This would also have allowed a greater variety of channels on cable and DTH platforms by freeing up bandwidth used by ‘junk’ channels pushed by big broadcasters using bundling.

The TRAI had tried to break up the practice of bundling by stipulating that the price of channels should be largely similar, whether sold individually or in a pack.

However, Justice M Sundar of Madras High Court struck down the requirement, allowing channel companies to continue to charge very high rates if a cable or DTH operator tried to buy only select channels from them, instead of buying all the channels.

Due to the striking down of the crucial clause, the new Tariff Order has lost much of its teeth.

As such, most of the channel owners have priced their individual channels at very high rates compared to their pack rates, continuing the existing practice.

For example, Star India offers 25 channels for Rs 120 under its ‘Hindi HD Premium’ pack. However, if the same channels were to be purchased individually, it would cost around Rs 225 per month.

TRAI has approached the Supreme Court, arguing that pricing individual channels at a high rate is anti-competitive and is designed to force viewers and DTH companies to purchase unnecessary channels, and to ‘crowd out’ emerging competitors by saturating the carrying capacity of cable and DTH networks.

*NEW PACKS*

From December 29, customers can choose packages provided by broadcasters (like Star and Zee), in addition to the packages provided by their cable and DTH operator.

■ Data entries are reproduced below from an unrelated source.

PR #73, opened 2021-02-06
Add missing CodeMirror Addons

### LINKED ISSUE #69: several hotkeys stopped working
At least in Firefox on Linux, hotkeys like Ctrl+D (toggle comment) and Ctrl+F (search) do not work any longer. In contrast, debugger-related hotkeys like F7, F8, and Shift+Ctrl+F11 work as expected.

Jartreg:
This adds back some CodeMirror addons that seem to have been overlooked in #57. There are three commands that I needed to change ([list of supported commands](https://codemirror.net/doc/manual.html#commands)):

https://github.com/TGlas/tscript/blob/06c45532b52748afbc75b3b71effd23f2311866a/src/ide/ide.ts#L2232-L2234

`unindent` is now simply `indentLess`, but I couldn't find anything on the other two. After trying what these shortcuts did in the ide before #57, they seem to be `goDocStart` and `goDocEnd`.

Also, all files are now importing CodeMirror with correct typings (without casting it to `any`).

fixes #69

### DIFF
--- a/src/ide/codemirror-tscriptmode.ts
+++ b/src/ide/codemirror-tscriptmode.ts
@@ -1,6 +1,5 @@
-import { default as cm } from "codemirror";
+import CodeMirror from "codemirror";
 
-let CodeMirror: any = cm;
 export const cmtsmode = CodeMirror.defineMode("text/tscript", function(config, parserConfig)
 {
 	const keywords = {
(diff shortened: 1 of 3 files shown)


TGlas:
Thanks!!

DTH customers on long duration packs to get TRAI plans from Dec 29





*
They have messed it pretty bad for customers. *


----------



## billubakra (Dec 27, 2018)

Just called videocon d2h, they have no idea how plans etc. will change but they said that on 29th December they will auto choose the buckets for me.
In short chutiyapa.


----------



## Cyberghost (Dec 27, 2018)

*Please do know that its your right to choose your channels.* If any cable/dth provider didn't allow to choose channels you can go to consumer court. ₹130+ 18% GST will be the basic cost which give 100 slots of your channels. Out of 100, 26 slots will be reserved for DD network. You can use the rest of the 74 slots to add your favorite channels. You can either use this 74 slots to add pay channels to avoid the Network Carriage Fee (NCF) so you need to pay only 130+ cost of pay channels + 18% GST. If you need more than 100 channels you need to pay ₹20 NCF for each 25 slots.

Full List of bouquets from various broadcasters: *www.trai.gov.in/sites/default/files/Bouquets27122018.pdf
Al-Carte Rate: *www.d2h.com/download/a-la-carte.pdf


----------



## billubakra (Dec 27, 2018)

Cyberghost said:


> *Please do know that its your right to choose your channels. If any cable/dth provider didn't allow to choose channels you can go to consumer court.* ₹130+ 18% GST will be the basic cost which give 100 slots of your channels. Out of 100, 26 slots will be reserved for DD network. You can use the rest of the 74 slots to add your favorite channels. You can either use this 74 slots to add pay channels to avoid the Network Carriage Fee (NCF) so you need to pay only 130+ cost of pay channels + 18% GST. If you need more than 100 channels you need to pay ₹20 NCF for each 25 slots.
> 
> Full List of bouquets from various broadcasters: *www.trai.gov.in/sites/default/files/Bouquets27122018.pdf
> Al-Carte Rate: *www.d2h.com/download/a-la-carte.pdf



As of now D2h customer support don't know shit as in how to choose channels and stuff. This whole scenario sucks. I came to know about it in the evening only. The problem is I have paid for one full year. When I asked which bucket of channel will be applied to my account, the answer was to wait as they have noted my query.


----------



## billubakra (Dec 29, 2018)

Still no update on their website-
d2h Direct To Home Services - Trai Guidelines

Update called D2h customer support, idiots have no info about this but the date has been extended-
New Cable TV Rules Deadline Extended To January 31st; But Why?


----------



## whitestar_999 (Dec 29, 2018)

As per newspaper,some DTH providers(like Airtel) have already stared refunding long duration plan based on pro-rata basis.e.g.1200 for 1 year & 6 months ending on this 31st Dec then 600 will be refunded & new plan need to be taken from 1st Jan.


----------



## Cyberghost (Dec 29, 2018)

billubakra said:


> Still no update on their website-
> d2h Direct To Home Services - Trai Guidelines
> 
> Update called D2h customer support, idiots have no info about this but the date has been extended-
> New Cable TV Rules Deadline Extended To January 31st; But Why?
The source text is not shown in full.